Last year Bank of America Corp. and Wells Fargo & Co. started encroaching on PayPal's territory by allowing free person-to-person transfers among their own customers. However, PayPal's person-to-person services are also free - it makes its money from merchants, including those that operate on eBay - and last year a B of A executive said its service was not meant to target the auction field or to compete with PayPal.
John Gould, a partner with Prepaid Advisory LLC of Boston, said, "PayPal has had, for some time now, the ambition to become an alternative to MasterCard and Visa, and they are aggressively establishing themselves not just at eBay, but now, for micropayments."
Merchants may promote PayPal instead of cards because of this new option, Mr. Gould said. "The merchants do not have control of the pricing when a MasterCard or a Visa or an American Express card is used," he said.
They will not drop the major card brands entirely, however. "They will offer this as an additional payment mechanism," Mr. Gould said.
Chris Musto, a vice president for research at Watchfire GomezPro in Waltham, Mass., said PayPal may be able to lower its fixed fee because it has lower fixed costs.
"Dispute resolution and customer service in general isn't intrinsic to the electronic transaction," he said. "PayPal is able to lower its cost to customer service through handling a lot of this online and mandating certain dispute-resolution rules."
Also, low-cost digital goods - such as music files, online games, or telephone ringtones - are less apt to be targets of fraud because they have little resale value, Mr. Musto said. "One of the drivers of Internet fraud is people buying things they have shipped to them, which they then fence," he said.
PayPal spokeswoman Sara Bettencourt said of both of Mr. Musto's observations: "It's true.
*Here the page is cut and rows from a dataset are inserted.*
PR #1280, opened 2016-10-28
Only have _CheckForInvalidConfigurationAndPlatform target run before …

jeffkl:
…any build related target

This target is running before targets like Restore which don't need the check.  This change removes `_CheckForInvalidConfigurationAndPlatform` from `InitialTargets` and instead injects it before any of the `BuildDependsOn`, `RebuildDependsOn`, or `CleanDependsOn` targets.  This will work except when a user specifies a `BeforeTargets` of the first target in those lists.  To get around that, the user must specify a `DependsOn` of `_CheckForInvalidConfigurationAndPlatform` if they want the check to run before their target.

Related to https://github.com/dotnet/sdk/issues/203

### DIFF
--- a/src/XMakeTasks/Microsoft.Common.CurrentVersion.targets
+++ b/src/XMakeTasks/Microsoft.Common.CurrentVersion.targets
@@ -14,7 +14,7 @@ Copyright (C) Microsoft Corporation. All rights reserved.
 ***********************************************************************************************
 -->
 
-<Project DefaultTargets="Build" InitialTargets="_CheckForInvalidConfigurationAndPlatform" TreatAsLocalProperty="OutDir" xmlns="http://schemas.microsoft.com/developer/msbuild/2003">
+<Project DefaultTargets="Build" TreatAsLocalProperty="OutDir" xmlns="http://schemas.microsoft.com/developer/msbuild/2003">
 
   <Import Project="$(MSBuildExtensionsPath)\$(MSBuildToolsVersion)\Microsoft.Common.props" Condition="'$(MicrosoftCommonPropsHasBeenImported)' != 'true' and Exists('$(MSBuildExtensionsPath)\$(MSBuildToolsVersion)\Microsoft.Common.props')" />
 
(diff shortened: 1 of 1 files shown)


jeffkl:
FYI @srivatsn @eerhardt @nguerrera @emgarten @piotrpMSFT

piotrpMSFT:
Wonderful! once this merges we'll be able to remove a bunch of workarounds in CLI!

rainersigwald:
@jeffkl can you please rebase this onto master? We're still trying to maintain it as an emergency fallback, so it should be the primary checkin branch for non-xplat-specific things.

src/XMakeTasks/Microsoft.Common.CurrentVersion.targets
```diff
@@ -713,12 +713,16 @@ Copyright (C) Microsoft Corporation. All rights reserved.
...
+    to ensure that the target runs before any build related targets.  
+    If your target requires this check and is running as a BeforeTargets of one of the first targets
+    of $(BuildDependsOn), $(RebuildDependsOn), or $(CleanDependsOn) you will need to set your DependsOn
+    to this target.
     ============================================================
     -->
   <Target
-      Name="_CheckForInvalidConfigurationAndPlatform">
+      Name="_CheckForInvalidConfigurationAndPlatform"
+      BeforeTargets="$(BuildDependsOn);$(RebuildDependsOn);$(CleanDependsOn)">
```
rainersigwald: @cdmihai had suggested also adding `;Build;Rebuild;Clean` to the list just in case someone cleaned out the lists. Seems like a reasonable defense mechanism.

jeffkl:
Rebased onto master

src/XMakeTasks/Microsoft.Common.CurrentVersion.targets
jeffkl: Should it be `BeforeBuild;Build;BeforeClean;Clean;BeforeRebuild;Rebuild` ?  Or just `Build;Clean;Rebuild`?

rainersigwald:

src/XMakeTasks/Microsoft.Common.CurrentVersion.targets
rainersigwald: Let's do the long list.

cdmihai: I'd say `$(BuildDependsOn);Build;$(RebuildDependsOn);Rebuild;$(CleanDependsOn);Clean`

The `Before*` targets are incorporated in the `*DependsOn` properties, and users might prepend to the `*DependsOn` property, thus making the `Before*` targets not be the first ones anymore.

rainersigwald: Works for me.

piotrpMSFT:
@rainersigwald can you tell us what version of msbuild we can pick up with this change?

rainersigwald:
@piotrpMSFT `15.1.0-preview-000370-00` should do the trick. I'm prepping insertion to VS now.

That's actually one of the reasons that we know that we can pass on low rates to our merchants."
Dan Schatt, a senior analyst for the Boston market research firm Celent Communications LLC, said "online content sales are being held back, to some extent, by payment processing costs." PayPal's pricing addresses this directly, he said.
Under-$5 digital sales could be a $3 billion market this year, Mr. Schatt said. This estimate excludes sales related to adult entertainment (itself a $5 billion market) and online gambling ($4.5 billion).
As for the card companies, "it's really a wait-and-see attitude," Mr. Schatt said. "They're looking at the market very carefully and seeing how big a potential it has."